Segment Start: Supplied records

PR #1243, opened 2026-08-01
fix: correct defects surfaced by a docstring audit

ajcasagrande:
## Summary

A docstring audit surfaced places where a comment disagreed with the code because **the code was wrong**. This PR carries those fixes — 41 files, each defect reproduced with a failing test before being fixed.

Companion to #1242 (the comment-only half). The two touch no files in common and can merge in either order.

Reports that did **not** reproduce were left alone rather than "fixed" — several turned out to be intentional, and two would have caused regressions if changed (see below).

## Defects fixed

| Defect | Impact |
|---|---|
| `PromptGenerator` wraparound re-appended at most one corpus | Silently returned fewer than `num_tokens` whenever `num_tokens > 2 * corpus_size` |
| `huggingface_generate` dispatched on the global `endpoint.streaming` flag, not payload shape | Silently dropped a streamed token when a per-request stream override disagreed |
| `SlimRecord.endpoint_latency_ns` required a non-optional `int` | `to_slim()` raised `ValidationError` on a live path — `data_collector` passes `None` when no aiohttp trace timing exists |
| `get_level_number` did `getattr(cls, level.upper())` | Raised `AttributeError` for every string level name |
| Custom GPU telemetry fields colliding on a derived `internal_name` | Emitted duplicate metrics, including collisions with built-in defaults |
| Histogram timeslices starting before the first sample | Emitted with a fabricated zero baseline instead of being skipped |
| `network_latency` shutdown slept on `Environment.SERVER_METRICS.SHUTDOWN_DELAY` | Governed by an unrelated subsystem's env var; its own settings class had no such field |
| `get_typed_metadata`'s hand-maintained category mapping | Silently returned raw dicts for 5 categories; now derived from `categories.yaml` so it cannot drift again |
| `cancel_all_tasks` accepted a `timeout` it never used | Cancelled tasks were never awaited, so callers returned before cleanup ran |
| Operator-mode rejection message pointed at `docs/kubernetes/sweeps.md` | That path does not exist |

Also: rankings composer skipped `_finalize_conversations`; sagemaker loader skipped per-load state resets, reusing the previous file's `trace_id`; empty-file and unsupported-format paths returned `None` or raised `UnboundLocalError`; topic-only ZMQ frames fed an empty payload to the decoder; unguarded `all_nodes_view` dereference before mount; `platform.system()` replaced with `IS_MACOS` per project convention.

## Choices worth a reviewer's attention

- **`SlimRecord.endpoint_latency_ns` made optional** rather than defaulting to `0` in `to_slim()` — the sole consumer already guards `None`, and a synthetic zero would silently skew latency statistics.
- **Pre-first-sample timeslices are skipped, not zero-filled.** For a *sliced* series a fabricated zero is worse than an absent slice; `_compute_histogram_stats`' fallback exists because whole-range stats must return something.
- **`cancel_all_tasks` excludes the current task** from its wait set — it is called from inside managed tasks on the shutdown path, and awaiting self would deadlock. A genuinely uncancellable task is used in the test to prove the bounded return.
- **The rankings fix does not change the wire payload.** `base_rankings_endpoint.format_payload` reads only `query`/`passages`. This makes the `Conversation` objects and exported `inputs.json` consistent with every sibling composer; carrying a system prompt in a rankings *request* would need an endpoint-side change.
- **Two regression guards were added deliberately**: the plugin metadata test now enumerates declaring categories from the registry rather than a hardcoded list, and the operator-message test asserts every `docs/` path named in the message resolves on disk. Both catch the next instance of the bug they guard rather than the one instance found.

## Deliberately not changed

- Three socket-option constants in `http_defaults.py` are **dead**, not missing a `setsockopt` — `SO_LINGER` takes a `struct linger` (not an int), and `SO_REUSEADDR`/`SO_REUSEPORT` only affect `bind()` on a socket that is never bound. Adding the calls would change connection behavior at scale for no benefit.
- A `sticky_router` `pop()` ordering hazard is unreachable today (no `await` between selection and tracking, single-threaded asyncio) but is one refactor away from routing a credit to `None`. Flagged rather than changed on a hot path.

## Verification

- `uv run pytest tests/unit/ -n auto` → **17730 passed**, 0 failed
- Generated CLI docs (15 commands, 585 params) and env-var docs (26 subsystems, 167 vars) in sync

## Summary by CodeRabbit

- **New Features**
  - Added configurable network-latency shutdown delay, defaulting to five seconds.
  - Synthetic ranking datasets now include configured context prompts.
  - Oversized prompt requests now generate the full requested token count.

- **Bug Fixes**
  - Improved Hugging Face response handling for streaming, full, and empty responses.
  - Prevented shutdown hangs, duplicate telemetry metrics, invalid histogram slices, and dashboard errors during startup.
  - Added clearer errors for empty datasets and unsupported audio formats.
  - Empty messages are safely ignored.

- **Documentation**
  - Updated environment-variable guidance and sweep instructions.

### DIFF
--- a/tests/unit/common/test_docstring_audit_bugs.py
+++ b/tests/unit/common/test_docstring_audit_bugs.py
@@ -1,0 +1,143 @@
+# SPDX-FileCopyrightText: Copyright (c) 2025-2026 NVIDIA CORPORATION & AFFILIATES. All rights reserved.
+# SPDX-License-Identifier: Apache-2.0
+"""Regression tests for bugs found during a docstring audit of `aiperf.common`."""
+
+import asyncio
+import logging
+import time
+
+import pytest
+from pytest import param
+
+from aiperf.common.aiperf_logger import AIPerfLogger
+from aiperf.common.enums import PrometheusMetricType
+from aiperf.common.mixins.task_manager_mixin import TaskManagerMixin
+from aiperf.common.models.server_metrics_models import (
+    MetricFamily,
+    MetricSample,
+    ServerMetricsRecord,
+)
+from aiperf.common.models.telemetry_models import (
+    TelemetryHierarchy,
+    TelemetryMetrics,
+    TelemetryRecord,
+)
+
+
+@pytest.mark.parametrize(
+    "name,expected",
+    [
+        param("TRACE", logging.DEBUG - 5, id="trace"),
+        param("DEBUG", logging.DEBUG, id="debug"),
+        param("INFO", logging.INFO, id="info"),
+        param("NOTICE", logging.WARNING - 5, id="notice"),
+        param("WARNING", logging.WARNING, id="warning"),
+        param("SUCCESS", logging.WARNING + 5, id="success"),
+        param("ERROR", logging.ERROR, id="error"),
+        param("CRITICAL", logging.CRITICAL, id="critical"),
+        param("debug", logging.DEBUG, id="lowercase"),
+        param("Notice", logging.WARNING - 5, id="mixed-case"),
+    ],
+)  # fmt: skip
+def test_get_level_number_string_level_returns_numeric_level(
+    name: str, expected: int
+) -> None:
+    assert AIPerfLogger.get_level_number(name) == expected
+
+
+def test_get_level_number_int_level_returns_unchanged() -> None:
+    assert AIPerfLogger.get_level_number(logging.INFO) == logging.INFO
+
+
+def test_get_level_number_unknown_name_raises_value_error() -> None:
+    with pytest.raises(ValueError):
+        AIPerfLogger.get_level_number("NOT_A_LEVEL")
+
+
+def _record(latency_ns: int | None) -> ServerMetricsRecord:
+    return ServerMetricsRecord(
+        endpoint_url="http://localhost:8081/metrics",
+        timestamp_ns=1,
+        endpoint_latency_ns=latency_ns,
+        metrics={
+            "foo": MetricFamily(
+                type=PrometheusMetricType.GAUGE,
+                description="d",
+                samples=[MetricSample(value=1.0)],
+            )
+        },
+    )
+
+
+def test_to_slim_missing_endpoint_latency_preserves_none() -> None:
+    slim = _record(None).to_slim()
+    assert slim.endpoint_latency_ns is None
+
+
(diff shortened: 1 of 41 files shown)


ajcasagrande:
Companion: #1242 carries the comment-only half. No files in common; either order is fine.

tests/unit/common/test_docstring_audit_bugs.py
```diff
@@ -0,0 +1,143 @@
...
+
+
+@pytest.mark.asyncio
+async def test_cancel_all_tasks_uncancellable_task_returns_within_timeout() -> None:
+    manager = _TaskManager()
+
+    async def _uncancellable() -> None:
+        # to_thread cannot be interrupted by cancellation until the thread returns.
+        await asyncio.to_thread(time.sleep, 0.5)
+
```
debermudez, line 134: `time.sleep` violates CLAUDE.md — a `threading.Event` avoids the real 0.5s cost.

The intent is correct: `asyncio.to_thread` can't be interrupted by asyncio cancellation until the thread returns, so this genuinely simulates an uncancellable task. But `time.sleep(0.5)` is real wall-clock time — the auto-fixture only mocks `asyncio.sleep` — and the daemon thread continues sleeping after the test returns.

Alternative that blocks without sleeping:
```python
async def _uncancellable() -> None:
    done = threading.Event()
    try:
        await asyncio.to_thread(done.wait)
    finally:
        done.set()
```
The `finally` fires when the coroutine is cancelled, which sets the event and lets the thread exit immediately.

debermudez (approved):
**Review summary**

Solid, well-structured set of fixes. Every one of the 10+ defects is correctly diagnosed and fixed, and each has a regression test that exercises the failure mode rather than just the happy path. The `cancel_all_tasks` await fix and the `get_typed_metadata` registry derivation are particularly nice. Two things to address:

1. **Minor:** `time.sleep(0.5)` in `test_cancel_all_tasks_uncancellable_task_returns_within_timeout` — CLAUDE.md forbids `time.sleep`. The intent is sound (simulating an uncancellable thread), but a `threading.Event` avoids the 0.5s real wall-clock cost and the daemon thread leak.
2. **Cleanup:** `src/aiperf/dataset/generator/video.py:46` still calls `platform.system()` raw — one line that could be fixed here since the PR is already touching this convention in `_process_setup.py`.

Happy to approve once those two are cleaned up.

Segment End: Supplied records

What to produce:
In the material above, each line with the word "zero" should be copied.

Task result:
| Histogram timeslices starting before the first sample | Emitted with a fabricated zero baseline instead of being skipped |
- **`SlimRecord.endpoint_latency_ns` made optional** rather than defaulting to `0` in `to_slim()` — the sole consumer already guards `None`, and a synthetic zero would silently skew latency statistics.
- **Pre-first-sample timeslices are skipped, not zero-filled.** For a *sliced* series a fabricated zero is worse than an absent slice; `_compute_histogram_stats`' fallback exists because whole-range stats must return something.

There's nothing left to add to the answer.